🤖 AI Summary
Conventional models for climate-driven land surface dynamics prediction suffer from poor spatial generalization and degraded performance in data-scarce regions, while existing vision foundation models incur prohibitive computational costs and lack explicit mechanisms to model spatiotemporal geophysical processes. Method: We propose EarthSurface-FM—the first geoscience-oriented foundation model for land surface modeling—integrating a masked autoencoder backbone, attribute-aware representation learning, location-aware architecture, and residual fine-tuning adapters to explicitly couple static geographic priors with multi-source temporal observations. Contribution/Results: Evaluated on four benchmark datasets (runoff, soil moisture, soil composition, etc.), EarthSurface-FM achieves significant improvements over state-of-the-art methods, especially in data-sparse regions.
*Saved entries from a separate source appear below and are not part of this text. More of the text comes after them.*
PR #2132, opened 2026-09-06
#2129 FetcherBolt: lock-free fetch queues ordered by next fetch time

### LINKED ISSUE #2129: FetcherBolt: global lock and linear scan in FetchItemQueues stall the executor with many hosts
FetchItemQueues in FetcherBolt uses a single monitor for `addFetchItem()`, `getFetchItem()` and `finishFetchItem()`, and `getFetchItem()` rotates a `LinkedHashMap` linearly over every queue whose crawl delay has not elapsed.

With many hosts the fetcher threads hold that lock most of the time and the executor thread calling `execute()` stalls on every incoming tuple.

Benchmark (50 fetcher threads, 1 producer thread, 20 URLs per host, `fetcher.server.delay` 1s, 20000 hosts):

```
getFetchItem avg 1.58 ms, p99 5.0 ms
addFetchItem avg 14.1 ms, p99 458 ms, max 571 ms
```

Proposal: keep the queues in a `ConcurrentHashMap` and reference the ones that may be ready from a `DelayQueue` ordered by next fetch time, so that taking an item is O(log n) and adding never waits for the fetcher threads.

Same benchmark after the change: `getFetchItem` avg 24 us, `addFetchItem` p99 0.11 ms, throughput unchanged (bounded by politeness).

GGraziadei:
Fixes #2129.

`FetchItemQueues` used a single monitor for adding, taking and finishing items, and `getFetchItem()` rotated a `LinkedHashMap` linearly over every queue whose crawl delay had not elapsed. With many hosts the fetcher threads held that lock most of the time and the executor thread calling `execute()` stalled on every incoming tuple.

### Change

- Queues live in a `ConcurrentHashMap`; the ones that may have an item ready are referenced from a `DelayQueue` of tickets ordered by their next fetch time. Taking an item is O(log n) and adding never waits for the fetcher threads.
- Per-queue state (size bound, in-progress count, next fetch time, crawl delays) uses atomics; a per-queue monitor is used only for the add/reap race. Empty queues are removed from the map as soon as they drain.
- `FetchItem` is built before any lock is taken, so a DNS lookup in `byIP` mode no longer blocks the fetcher threads.

### Behaviour preserved

Politeness per queue, `asap` release, `fetcher.threads.per.queue` and `fetcher.maxThreads.*`, `fetcher.max.queue.size`, crawl delay overrides from metadata and robots.txt, queue modes, metrics and the debug dump.

### Behaviour change: order in which hosts are served

The old implementation served hosts round-robin in `LinkedHashMap` insertion order, rotating past the ones whose crawl delay had not elapsed. The new one serves them in strict `nextFetchTime` order: the host that became ready the longest time ago goes first, and hosts whose next fetch time falls in the same millisecond are ordered arbitrarily (`DelayQueue` does not guarantee FIFO among equal delays).

In practice:

- A host is never starved: once its delay has elapsed it is ahead of every host that became ready later.
- Newly added hosts are ready immediately, so under a steady stream of new hosts they are served before hosts still waiting on their delay, exactly as before.
- Operators who relied on the insertion-order rotation to spread fetches evenly across a fixed set of hosts will see a different, but not less fair, interleaving. Per-host rate is unchanged: it is still bounded by the crawl delay.

Two smaller observable details, both stated in the javadoc: `getQueueSize()` can transiently over-report by one while an offer is being rejected, and the debug dump produced by the trigger file is no longer a point-in-time snapshot but a smear over the time it takes to iterate.

### Tests

New `FetchItemQueuesTest`: politeness, `asap`, several hosts back to back, queue size bound, multiple threads per queue, crawl delay from metadata, reaping of empty queues, and a concurrent producers/consumers test checking that nothing is lost or duplicated. Existing `FetcherBoltTest` and `SimpleFetcherBoltTest` pass unchanged.

### Benchmark: the case this targets

The cost the change removes is the linear rotation over queues that are *not* ready. It shows when a fetcher instance holds many hosts and most of them are waiting on their crawl delay, which is the steady state of a broad crawl: every `getFetchItem()` walked all of them under the global monitor, and the executor thread calling `execute()` queued behind the fetcher threads for that monitor.

Micro-benchmark on `FetchItemQueues` alone (`main` vs this branch): 50 fetcher threads, 1 producer thread emulating the executor, 20 URLs per host, `fetcher.server.delay` 1s so that almost every queue is waiting, instant fetch, 8s per run, p99 from sampled calls.

| hosts | metric | before | after |
|---|---|---|---|
| 20000 | `getFetchItem` avg | 1.58 ms | 24 us |
| 20000 | `getFetchItem` p99 | 5.0 ms | 24 us |
| 20000 | `addFetchItem` avg | 14.1 ms | 24 us |
| 20000 | `addFetchItem` p99 | 458 ms | 0.11 ms |
| 2000 | `addFetchItem` p99 | 2.5 ms | 0.13 ms |
| 20000 | fetched/s | 20001 | 20000 |

Throughput is unchanged, as expected: it is bounded by politeness. What goes away is the executor stall and the CPU burnt scanning queues that are not ready. With `fetcher.server.delay` 0 (every queue always ready, no rotation) both versions do ~53k fetch/s, i.e. the new structure is not slower on the path where the old one was cheap.

With a few hundred hosts per fetcher instance the difference is not measurable; with tens of thousands it is the numbers above.

### Verification

- `FetcherBoltTest` (8) and `SimpleFetcherBoltTest` (8) pass unchanged; `FetchItemQueuesTest` adds 9 tests including a concurrent producers/consumers run and a deterministic reproduction of the lost-wakeup race fixed in the second commit.
- Full `mvn clean verify` on the whole project: 675 tests, 0 failures, 0 errors (Docker-backed modules included).
- CI on this PR is green.

---

### For all changes

### For code changes

- [x] If adding new dependencies to the code, are these dependencies licensed in a way that is compatible for inclusion under [ASF 2.0](http://www.apache.org/legal/resolved.html#category-a)? (no new dependencies)
- [x] If applicable, have you updated the LICENSE file, including the main LICENSE file? (not applicable)
- [x] If applicable, have you updated the NOTICE file, including the main NOTICE file? (not applicable)

### DIFF
--- a/core/src/main/java/org/apache/stormcrawler/bolt/FetcherBolt.java
+++ b/core/src/main/java/org/apache/stormcrawler/bolt/FetcherBolt.java
@@ -26,22 +26,23 @@ import java.net.URL;
 import java.net.UnknownHostException;
 import java.time.Instant;
 import java.util.Arrays;
-import java.util.Collections;
 import java.util.HashMap;
-import java.util.Iterator;
-import java.util.LinkedHashMap;
 import java.util.Locale;
 import java.util.Map;
 import java.util.Map.Entry;
-import java.util.concurrent.BlockingDeque;
+import java.util.Queue;
 import java.util.concurrent.CancellationException;
+import java.util.concurrent.ConcurrentHashMap;
+import java.util.concurrent.ConcurrentLinkedQueue;
+import java.util.concurrent.DelayQueue;
+import java.util.concurrent.Delayed;
 import java.util.concurrent.ExecutionException;
 import java.util.concurrent.ExecutorService;
 import java.util.concurrent.Executors;
 import java.util.concurrent.Future;
-import java.util.concurrent.LinkedBlockingDeque;
 import java.util.concurrent.TimeUnit;
 import java.util.concurrent.TimeoutException;
+import java.util.concurrent.atomic.AtomicBoolean;
 import java.util.concurrent.atomic.AtomicInteger;
 import java.util.concurrent.atomic.AtomicLong;
 import java.util.regex.Pattern;
@@ -138,7 +139,7 @@ public class FetcherBolt extends StatusEmitterBolt {
     }
 
     /** This class described the item to be fetched. */
-    private static class FetchItem {
+    static class FetchItem {
 
         String queueId;
         String url;
@@ -204,58 +205,85 @@ public class FetcherBolt extends StatusEmitterBolt {
      * proto/IP pair). It also keeps track of requests in progress and elapsed time between
      * requests.
      */
-    private static class FetchItemQueue {
-        final BlockingDeque<FetchItem> queue;
+    static class FetchItemQueue {
+        final Queue<FetchItem> queue = new ConcurrentLinkedQueue<>();
+
+        final String id;
+
+        /** Number of items in {@link #queue}; bounded by maxQueueSize. */
+        private final AtomicInteger size = new AtomicInteger();
 
         private final AtomicInteger inProgress = new AtomicInteger();
         private final AtomicLong nextFetchTime = new AtomicLong();
 
-        private long minCrawlDelay;
+        /** Whether a ticket for this queue is currently present in the ready queue. */
+        private final AtomicBoolean scheduled = new AtomicBoolean(false);
+
+        /** Set when the queue has been removed from the map because it was empty. */
+        private boolean removed = false;
+
+        private final int maxQueueSize;
         private final int maxThreads;
 
-        long crawlDelay;
+        volatile long minCrawlDelay;
+        volatile long crawlDelay;
 
         public FetchItemQueue(
-                int maxThreads, long crawlDelay, long minCrawlDelay, int maxQueueSize) {
+                String id, int maxThreads, long crawlDelay, long minCrawlDelay, int maxQueueSize) {
+            this.id = id;
             this.maxThreads = maxThreads;
             this.crawlDelay = crawlDelay;
             this.minCrawlDelay = minCrawlDelay;
-            this.queue = new LinkedBlockingDeque<>(maxQueueSize);
+            this.maxQueueSize = maxQueueSize;
             // ready to start
             setNextFetchTime(System.currentTimeMillis(), true);
         }
 
         public int getQueueSize() {
-            return queue.size();
+            return size.get();
         }
 
         public int getInProgressSize() {
             return inProgress.get();
         }
 
-        public void finishFetchItem(FetchItem it, boolean asap) {
-            if (it != null) {
-                inProgress.decrementAndGet();
-                setNextFetchTime(System.currentTimeMillis(), asap);
-            }
+        long getNextFetchTime() {
+            return nextFetchTime.get();
         }
 
-        public boolean addFetchItem(FetchItem it) {
-            return queue.offer(it);
+        /** Must be called with the monitor of this queue held. */
+        boolean offer(FetchItem it) {
+            if (removed) {
+                return false;
+            }
+            if (size.incrementAndGet() > maxQueueSize) {
+                size.decrementAndGet();
+                return false;
+            }
+            queue.add(it);
+            return true;
         }
 
-        public FetchItem getFetchItem() {
-            if (inProgress.get() >= maxThreads) {
-                return null;
-            }
-            if (nextFetchTime.get() > System.currentTimeMillis()) {
-                return null;
-            }
-            FetchItem it = queue.pollFirst();
+        FetchItem poll() {
+            FetchItem it = queue.poll();
             if (it != null) {
+                size.decrementAndGet();
                 inProgress.incrementAndGet();
             }
             return it;
+        }
+
+        boolean hasFreeSlot() {
+            return inProgress.get() < maxThreads;
+        }
+
+        boolean isReady(long now) {
+            return nextFetchTime.get() <= now;
+        }
+
+        void finish(boolean asap) {
+            inProgress.decrementAndGet();
+            setNextFetchTime(System.currentTimeMillis(), asap);
         }
 
         private void setNextFetchTime(long endTime, boolean asap) {
@@ -268,12 +296,35 @@ public class FetcherBolt extends StatusEmitterBolt {
     }
 
     /**
+     * A ticket in the ready queue: a queue which may have an item to fetch at {@code time}. Kept
+     * separate from the queue itself so that the ordering key is immutable while in the heap.
+     */
+    private record QueueTicket(FetchItemQueue fiq, long time) implements Delayed {
+
+        @Override
+        public long getDelay(TimeUnit unit) {
+            return unit.convert(time - System.currentTimeMillis(), TimeUnit.MILLISECONDS);
+        }
+
+        @Override
+        public int compareTo(Delayed o) {
+            return Long.compare(time, ((QueueTicket) o).time);
+        }
+    }
+
+    /**
      * Convenience class - a collection of queues that keeps track of the total number of items, and
      * provides items eligible for fetching from any queue.
+     *
+     * <p>Queues are kept in a {@link ConcurrentHashMap} and the ones which may have an item ready
+     * are referenced from a {@link DelayQueue} ordered by their next fetch time: taking an item is
+     * O(log n) and does not require a global lock, so the executor thread adding URLs is never
+     * blocked by the fetcher threads.
      */
-    private static class FetchItemQueues {
-        final Map<String, FetchItemQueue> queues =
-                Collections.synchronizedMap(new LinkedHashMap<>());
+    static class FetchItemQueues {
+        final Map<String, FetchItemQueue> queues = new ConcurrentHashMap<>();
+
+        private final DelayQueue<QueueTicket> ready = new DelayQueue<>();
 
         AtomicInteger inQueues = new AtomicInteger(0);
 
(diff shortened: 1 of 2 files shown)


core/src/main/java/org/apache/stormcrawler/bolt/FetcherBolt.java
```diff
@@ -430,55 +516,47 @@ public synchronized FetchItemQueue getFetchItemQueue(String id, Metadata metadat
...
                 }
-
-                FetchItemQueue fiq = nextEntry.getValue();
-
-                // We remove the entry and put it at the end of the map
-                i.remove();
-
-                // reap empty queues
-                if (fiq.getQueueSize() == 0 && fiq.getInProgressSize() == 0) {
+                if (!fiq.hasFreeSlot()) {
```
rzo1, line 543: Lost wakeup: this can leave a queue with items and a free slot but no ticket.

Interleaving: a fetch on this queue finishes between `hasFreeSlot()` returning false and `scheduled.set(false)` on line 540. `finishFetchItem` calls `schedule`, whose CAS from false to true fails because `scheduled` is still true, and then this thread sets it to false. Nothing re-issues a ticket until an unrelated URL for the same host arrives, so that host stalls.

The two branches below (lines 544 to 556) already clear the flag and then re-check, which is the pattern this one needs.

```suggestion
                if (!fiq.hasFreeSlot()) {
                    // clear first, then re-check: a fetch finishing in between
                    // would otherwise find the flag still set, skip scheduling,
                    // and leave the queue with items but no ticket
                    fiq.scheduled.set(false);
                    if (fiq.hasFreeSlot() && !fiq.queue.isEmpty()) {
                        schedule(fiq, fiq.getNextFetchTime());
                    }
                    continue;
                }
```

Please add a targeted test: `fetcher.threads.per.queue: 1`, take an item, assert the next one becomes available after `finishFetchItem`, driven from two threads so the race is reachable. Without it this failure shows up only as `concurrentProducersAndConsumersLoseNothing` occasionally hitting its 60 s timeout, which reads as flakiness.

rzo1 (commented):

The design holds up: one ticket per queue guarded by the `scheduled` CAS, an immutable ordering key in `QueueTicket`, and `FetchItem.create` (which does DNS in `byIP` mode) moved out of the critical section.

One lost-wakeup window, inline on line 538.

Other comments:

- Fairness changes from `LinkedHashMap` round-robin to strict `nextFetchTime` order, with arbitrary tie-breaking among queues sharing a millisecond. This is a component operators tune by feel, so please put the change in the description.
- `offer` increments `size` before the bound check and decrements on overflow, so `getQueueSize()` can transiently over-report. Harmless, but worth a comment.
- `logQueuesContent` is no longer synchronized. Safe with weakly consistent iterators, but the dump is now a smear rather than a snapshot. Say so in its javadoc.
- This rewrites the hottest path in the crawler. Please include before/after numbers for the case it targets, and confirm the existing `FetcherBolt` integration tests pass.

core/src/main/java/org/apache/stormcrawler/bolt/FetcherBolt.java
GGraziadei: Thanks, added the fix and tests.

core/src/main/java/org/apache/stormcrawler/bolt/FetcherBolt.java
```diff
@@ -204,60 +205,92 @@ public static FetchItem create(URL u, String url, Tuple t, String queueMode) {
...
+                size.decrementAndGet();
+                return false;
             }
-            FetchItem it = queue.pollFirst();
+            queue.add(it);
+            return true;
+        }
+
+        FetchItem poll() {
+            FetchItem it = queue.poll();
```
dpol1, line 299: Reap can run between `queue.poll()` and `inProgress.incrementAndGet()`: with `fetcher.threads.per.queue` > 1 (or an equivalent per-queue override), another fetch on the same queue finishing in that window can observe an empty queue and `inProgress == 0`, and remove the queue while the just-polled item is being dispatched. When that item finishes, `finishFetchItem` either hits the unknown-queue branch or, if the queue has been recreated, decrements the replacement queue's counter. This can undercount active fetches, potentially make the counter negative, and allow `maxThreads` to be exceeded.

Could we increment `inProgress` before `queue.poll()`, undo it on `null`, and add a deterministic regression test for this interleaving? Pausing the poll after it removes the last queued item, then finishing the other active fetch, should leave the original queue in the map; after resuming, the remaining fetch should be counted and finish normally.

dpol1 (changes requested):
One reap/poll race left, inline - *Flagged by Claude*

core/src/main/java/org/apache/stormcrawler/bolt/FetcherBolt.java
GGraziadei: Confirmed and fixed in 2986b7c.

`poll()` now reserves the slot first with a CAS loop (`tryAcquireSlot()`, refusing when `inProgress >= maxThreads`), then dequeues, and releases the slot again if the queue was empty. While an item is in flight `inProgress` is never zero, so `reapIfEmpty` cannot remove the queue from under it. The CAS also makes the bound exact when two threads pass `hasFreeSlot()` together with one slot left, which the old `hasFreeSlot()` + `poll()` pair allowed to overshoot by one. In `getFetchItem` the null-poll branch re-issues the ticket only if a slot is free and the queue is not empty; otherwise the fetch that finishes next schedules it.

Tests, both failing on the previous revision:
- `fetchFinishingDuringPollDoesNotReapTheQueue`: a package-private no-op `afterDequeue()` hook in `poll()` lets the test pause right after the last item is taken. The other active fetch then finishes; the queue must still be in the map. After resuming, the item is returned, `inProgress == 1`, finishing it goes to the original queue, and only then is the queue reaped. Before the fix the queue was gone at the first assertion.
- `pollEnforcesMaxThreadsAtomically`: `maxThreads = 1`, two queued items, second `poll()` returns null without losing the item; after `finish()` it is handed out.

Full `core` verify: 454 tests, 0 failures.

GGraziadei: Hi @dpol1 thanks for your comment. 
The reported path is repeatable and unintentional. I agree with the proposed solution, fixing it.

core/src/main/java/org/apache/stormcrawler/bolt/FetcherBolt.java
```diff
@@ -430,55 +549,52 @@ public synchronized FetchItemQueue getFetchItemQueue(String id, Metadata metadat
...
                 }
-
-                Map.Entry<String, FetchItemQueue> nextEntry = i.next();
-
-                if (nextEntry == null) {
+                final FetchItemQueue fiq = ticket.fiq();
+                final long now = System.currentTimeMillis();
+                if (!fiq.isReady(now)) {
+                    // the delay was extended after the ticket was issued: re-issue it
+                    ready.add(new QueueTicket(fiq, fiq.getNextFetchTime()));
```
dpol1, line 582: Why `return null` here rather than `continue`? Returning here can make this fetcher wait even when another host is ready.

dpol1 (approved):
The slot reservation closes it. One question inline.

jnioche (changes requested):
I like it very much, thanks @GGraziadei 

Here are a few observations from an AI agent I launched.

1. Racy max-update on crawl delays — FetcherBolt.java:540-548

The base version had public synchronized FetchItemQueue getFetchItemQueue(...) (confirmed at 2cb93d1c:357), which made this an atomic max:

if (fiq.minCrawlDelay < minDelay) fiq.minCrawlDelay = minDelay;
if (fiq.crawlDelay < delay)       fiq.crawlDelay = delay;

The refactor drops the method-level lock and only makes the fields volatile, which doesn't help a read-check-write. Two threads adding URLs for the same host with different crawl.delay metadata can both read the old value, both decide theirs is larger, and last-writer-wins — so the queue can settle on the smaller delay instead of the intended maximum, crawling a host faster than configured. It's reachable from more than the executor thread: :783 calls getFetchItemQueue from every fetcher thread. Fix is a small CAS loop (or an AtomicLong with accumulateAndGet(v, Math::max)) on the two fields.

2. poll() decrements size after dequeuing — FetcherBolt.java:285-291

FetchItem it = queue.poll();   // :285  item is gone
...
size.decrementAndGet();        // :291  counter catches up

offer() bounds on size.incrementAndGet() > maxQueueSize under synchronized (fiq) (:264, :424), but poll() at :580 doesn't hold that monitor. In the window between those two lines the queue is at max-1 real items while size still reads max, so a concurrent offer rejects, addFetchItem returns false, and the caller at :1215 fails the tuple — Storm replays a URL that actually had room. Only bites when queues sit near maxQueueSize, i.e. exactly the heavy-load regime the bound exists for.

Worth noting the offer() javadoc at :254-259 asserts the transient over-report is "harmless: the value is only used for metrics and the debug dump" — that's not true, size is the bound check. Cleanest fix is to reserve in the other direction, mirroring the existing tryAcquireSlot pattern: decrement before queue.poll() and increment back if it returns null. Then size transiently under-reports, which can't cause a spurious rejection and can't push the real queue over the bound.

3. Nit: stale ticket returns instead of retrying — FetcherBolt.java:566-570

When the head ticket's queue had its delay extended, the branch re-issues the ticket and return null, while the two sibling race branches (:571-579, :582-590) both continue. Since DelayQueue orders by ticket time rather than the fiq's live nextFetchTime, other tickets may be due right now, and the caller reads null as "nothing to do" and spin-waits 100 ms. The re-added ticket carries a future time so it can't be re-polled immediately — continue is safe here and avoids the stall.

Both real findings are consequences of the same trade in this PR (coarse lock → per-queue atomics); neither invalidates the approach, they're just spots where the old lock was doing work the new code doesn't replace.

core/src/main/java/org/apache/stormcrawler/bolt/FetcherBolt.java
GGraziadei: No reason that survives scrutiny: the ticket was due, only its queue is not, and other tickets may be. Changed to `continue` in 5f40940 (the re-issued ticket has a future time, so it cannot be polled straight back, and the loop is bounded). `staleTicketDoesNotHideAnotherReadyQueue` reproduces the stall: `a.net` at the head with its delay pushed to 10 s, `b.net` due, `getFetchItem` returned null on the previous revision.

jnioche (approved):
LGTM thanks

rzo1 (approved):

PR #978, opened 2023-07-31
feat: add polkadot faucet link to testnets toggle

alecdwm:


0xKheops:
might want to provide a link for westend faucet too, at first i didn't see the dropdown in the top right. Or maybe it's just the link name that tricked me into thinking the link is rococo specific.

So either 2 links, or rename the single link from "Rococo Faucet" to "Faucets".
westend direct link : https://paritytech.github.io/polkadot-testnet-faucet/westend

0xKheops (approved):
LGTM, tho I think we should provide link(s) to EVM faucet(s) too at some point

PR #980, opened 2023-08-01
Make initial popup height delta 30 when IS_FIREFOX true

chidg:
Fixes some sizing quirks:
- Some browser/OS combinations include browser title bar as part of 'window.outerHeight'
- Firefox does not allow you to resize a window unless created by the `window.open` method, which it doesn't allow in extensions. This PR users the `Browser.windows.update` api to get around this .


0xKheops (approved):
LGTM

PR #992, opened 2023-08-04
fix: don't resize popup in normal window

0xKheops:
- don't resize the popup if open in a normal window (useful for devs)
- if opening a popup breaks, most likely because of invalid size deltas, retry with default size

### DIFF
--- a/apps/extension/src/index.popup.tsx
+++ b/apps/extension/src/index.popup.tsx
@@ -13,7 +13,13 @@ const adjustPopupSize = async () => {
   if (window.location.search === "?embedded") return
 
   try {
-    const currentZoom = await Browser.tabs.getZoom()
+    const [currentWindow, currentZoom] = await Promise.all([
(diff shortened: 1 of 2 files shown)


apps/extension/src/index.popup.tsx
```diff
@@ -13,7 +13,13 @@ const adjustPopupSize = async () => {
...
 
   try {
-    const currentZoom = await Browser.tabs.getZoom()
+    const [currentWindow, currentZoom] = await Promise.all([
+      Browser.windows.getCurrent(),
+      Browser.tabs.getZoom(),
+    ])
+
+    // exit if popup is opened in a normal window (common for devs)
+    if (currentWindow.type !== "popup") return
```
alecdwm, line 22: 🤩

alecdwm (approved):
<div align="center">

awesome

</div>

PR #995, opened 2023-08-07
fix: some wallet QOL fixes

alecdwm:
Some commits which have been sitting around in my local dev env:

- https://github.com/TalismanSociety/talisman/commit/505e61b20eba2c6166494c4d20d77aa3c9a5cb35 adds 127.0.0.1 to the list of hosts we should inject `talismanSub` into for webapp development
- https://github.com/TalismanSociety/talisman/commit/ffd67e775502480d0568a208dafbb2e02bd87516 goes through and removes all hardcoded webapp URLs, moving them into the constants.ts file (which will soon be mostly offloaded to [talisman-config](https://github.com/talismansociety/talisman-config))
- https://github.com/TalismanSociety/talisman/commit/b3d8c8bb073407619b994d4769349871a0bdd06e stops github from rendering the full diff of the yarn sourcecode when we upgrade yarn / any yarn plugins
- https://github.com/TalismanSociety/talisman/commit/28d059336dc6b07baedb69460d3b528c54ce0cca fixes some performance bugs I noticed in the login flow, details below:

**In the backend**
We were hashing the password twice for every login by:
1. Calling `stores.password.transformPassword` - which we only use the result of when migrating users to the new login structure
2. Calling `stores.password.authenticate`, which internally calls `stores.password.transformPassword` as well

I ran a performance test before changing anything, and for me the double-call to the hash function caused a 2x increase in waiting before the authorisation completed (which makes sense). From approx 1000ms to 2000ms on my machine.

**In the frontend**
Only applies to the dev autologin, but annoyingly it would call the authorise backend function three times on load!
This would cause the backend to run the same hash three times in parallel - slowing the completion of all three of the authorisation calls.
On my machine this makes a 3x difference to the time spent waiting - from approx 1000ms for a single hash call, to approx 3000ms.

With the two fixes combined, this PR brings the login time from about 6000ms to 1000ms.

### DIFF
--- a/apps/extension/src/core/domains/app/handler.ts
+++ b/apps/extension/src/core/domains/app/handler.ts
@@ -131,7 +131,7 @@ export default class AppHandler extends ExtensionHandler {
         pair.lock()
 
         // we can now set up the auth secret
-        await this.stores.password.setPassword(transformedPassword)
+        this.stores.password.setPassword(transformedPassword)
         await this.stores.password.setupAuthSecret(transformedPassword)
       } else {
         await this.stores.password.authenticate(pass)
--- a/apps/extension/src/core/domains/app/handler.ts
+++ b/apps/extension/src/core/domains/app/handler.ts
@@ -111,14 +111,13 @@ export default class AppHandler extends ExtensionHandler {
   }
 
   private async authenticate({ pass }: RequestLogin): Promise<boolean> {
-    await new Promise((resolve) =>
-      setTimeout(resolve, process.env.NODE_ENV === "production" ? 1000 : 0)
-    )
+    if (!(DEBUG || TEST)) await sleep(1000)
 
     try {
-      const transformedPassword = await this.stores.password.transformPassword(pass)
       const { secret, check } = await this.stores.password.get()
       if (!secret || !check) {
+        const transformedPassword = await this.stores.password.transformPassword(pass)
+
         // attempt to log in via the legacy method
         const primaryAccount = getPrimaryAccount(true)
         assert(primaryAccount, "No primary account, unable to authorise")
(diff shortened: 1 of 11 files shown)


0xKheops (approved):
Nice, LGTM !

apps/extension/src/core/domains/app/handler.ts
```diff
@@ -132,7 +131,7 @@ export default class AppHandler extends ExtensionHandler {
         pair.lock()
 
         // we can now set up the auth secret
-        await this.stores.password.setPlaintextPassword(pass)
+        this.stores.password.setPassword(transformedPassword)
         await this.stores.password.setupAuthSecret(transformedPassword)
       } else {
         await this.stores.password.authenticate(pass)
```
alecdwm, line 137: For context, this is the implementation of `this.stores.password.authenticate`:

```ts
  async authenticate(password: string) {
    if (this.isLoggedIn.value === TRUE) return
    const pw = await this.transformPassword(password)
    const { secret, check } = await this.get()
    assert(secret && check, "Unable to authenticate")
    const result = (await decrypt(pw, check)) as { secret: string }
    assert(result.secret && result.secret === secret, "Incorrect Password")
    this.setPassword(pw)
  }
  ```

File: apps/extension/src/core/domains/app/handler.ts [hunk 2]
```diff
@@ -132,7 +131,7 @@ export default class AppHandler extends ExtensionHandler {
         pair.lock()
 
         // we can now set up the auth secret
-        await this.stores.password.setPlaintextPassword(pass)
+        this.stores.password.setPassword(transformedPassword)
```
alecdwm, line 134: For context, this is the implementation of `this.stores.password.setPlaintextPassword`:

```ts
  public async setPlaintextPassword(plaintextPw: string) {
    const pw = await this.transformPassword(plaintextPw)
    this.setPassword(pw)
  }
  ```
  
  We've already derived a transformedPassword, so why don't we just call `setPassword` and avoid running another 1s hash?

chidg (approved):
LGTM!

Crucially, it enables full pretraining and downstream adaptation using only academic-scale compute resources, overcoming key applicability bottlenecks of generic vision models in land surface dynamics modeling.
📝 Abstract
Stewarding natural resources, mitigating floods, droughts, wildfires, and landslides, and meeting growing demands require models that can predict climate-driven land-surface responses and human feedback with high accuracy. Traditional impact models, whether process-based, statistical, or machine learning, struggle with spatial generalization due to limited observations and concept drift. Recently proposed vision foundation models trained on satellite imagery demand massive compute and are ill-suited for dynamic land-surface prediction. We introduce StefaLand, a generative spatiotemporal earth foundation model centered on landscape interactions. StefaLand improves predictions on three tasks and four datasets: streamflow, soil moisture, and soil composition, compared to prior state-of-the-art. Results highlight its ability to generalize across diverse, data-scarce regions and support broad land-surface applications. The model builds on a masked autoencoder backbone that learns deep joint representations of landscape attributes, with a location-aware architecture fusing static and time-series inputs, attribute-based representations that drastically reduce compute, and residual fine-tuning adapters that enhance transfer. While inspired by prior methods, their alignment with geoscience and integration in one model enables robust performance on dynamic land-surface tasks. StefaLand can be pretrained and finetuned on academic compute yet outperforms state-of-the-art baselines and even fine-tuned vision foundation models. To our knowledge, this is the first geoscience land-surface foundation model that demonstrably improves dynamic land-surface interaction predictions and supports diverse downstream applications.